## WORK ITEM
If a line in the entries below holds the string "https", copy it.
------------------------------------------------------------
PR #121, opened 2024-02-03
scx_rustland: prevent duplicate PIDs in the task BTreeSet

arighi:
Items in the task BTreeSet are stored by pid and vruntime. Make sure that we never store multiple items with the same PID, so that re-enqueued tasks are not dispatched multiple times.


htejun (approved):
This makes push O(N), right? Maybe change / addition of data structures is needed?

arighi:
Yeah the O(N) is not really nice, especially under massive stress test conditions. I can improve that part, but at least it's correct for now.

PR #122, opened 2024-02-03
common.bpf.h: Add kfunc prototype for scx_bpf_dispatch_cancel()

htejun:
And relocate scx_bpf_dispatch_nr_slots() while at it.


arighi (approved):
I haven't tested it yet (I'll prepare an Ubuntu kernel with https://github.com/sched-ext/sched_ext/pull/135 soon), but in the meantime we can apply this. Thanks!

Issue #123, opened 2024-02-04
scx_userland errored


romanstingler:
```
Feb 04 18:48:37 roman kernel: sched_ext: BPF scheduler "userland" errored, disabling
Feb 04 18:48:37 roman kernel: sched_ext: runnable task stall (watchdog failed to check in for 3.001s)
Feb 04 18:48:37 roman kernel:    scheduler_tick+0x34a/0x3f0
Feb 04 18:48:37 roman kernel:    update_process_times+0x77/0x80
Feb 04 18:48:37 roman kernel:    tick_nohz_highres_handler+0xbf/0x120
Feb 04 18:48:37 roman kernel:    __hrtimer_run_queues+0x104/0x2f0
Feb 04 18:48:37 roman kernel:    hrtimer_interrupt+0xf4/0x390
Feb 04 18:48:37 roman kernel:    __sysvec_apic_timer_interrupt+0x4b/0x160
Feb 04 18:48:37 roman kernel:    sysvec_apic_timer_interrupt+0x36/0x80
Feb 04 18:48:37 roman kernel:    asm_sysvec_apic_timer_interrupt+0x1a/0x20
Feb 04 18:48:37 roman kernel: warning: `ThreadPoolForeg' uses wireless extensions which will stop working for Wi-Fi 7 hardware; use nl80211
```

I watched a YT video and had gnome-system-monitor open searching / filtering for scx
I had a foot term open executing scx_userland and watching the output
and one term with journalctl -f
and one other terminal which I closed and I opened vs code running in wayland
```
Version: 1.86.0-insider
Commit: e244acbb172c428cb219717a07bf55d2737492ca
Date: 2024-01-22T05:35:29.903Z
Electron: 27.2.1
ElectronBuildId: 26149897
Chromium: 118.0.5993.159
Node.js: 18.17.1
V8: 11.8.172.18-electron.0
OS: Linux x64 6.8.0-rc2-2-cachyos-rc-lto
```
and I got the entry in the journal that userland errored.

htejun:
@Decave will have more insight but `scx_userland` is very much a proof-of-concept code which may not be able to survive actual usage. If you're interested in testing out userspace scheduler, `scx_rustland` is a very similar concept but developed a lot further, expected to perform reasonably with actual usage and being actively worked on.

Decave:
[...]

PR #124, opened 2024-02-04
scx_userland: Print warning about poor performance

Decave:
Let's make it clear that this scheduler isn't expected to perform well, and instead point people to scx_rustland.

Should clarify the situation for issues such as https://github.com/sched-ext/scx/issues/123

Also increases the timeout for `scx_userland` back to the system default.


htejun (approved):

arighi:
@Decave it looks like the CI isn't happy with this change, because the new "WARNING" is interpreted as a failure. I'm wondering if we should just skip scx_userland from the CI tests or maybe print the message rephrasing "WARNING" to something else, "NOTICE" maybe?

Decave:
Ahh, I see. Ok, let's replace WARNING with NOTICE.

PR #125, opened 2024-02-04
ci: Only do CI runs for pull requests

Decave:
We're basically always runnin two CI jobs: one for a remote push, and another for when a PR is opened. These are essentially measuring the same thing, so let's save CI bandwidth and just do a PR run. This will hopefully make things a bit less noisy as well.


arighi (approved):
Makes sense to me.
------------------------------------------------------------
## RESPONSE
I haven't tested it yet (I'll prepare an Ubuntu kernel with https://github.com/sched-ext/sched_ext/pull/135 soon), but in the meantime we can apply this. Thanks!
Should clarify the situation for issues such as https://github.com/sched-ext/scx/issues/123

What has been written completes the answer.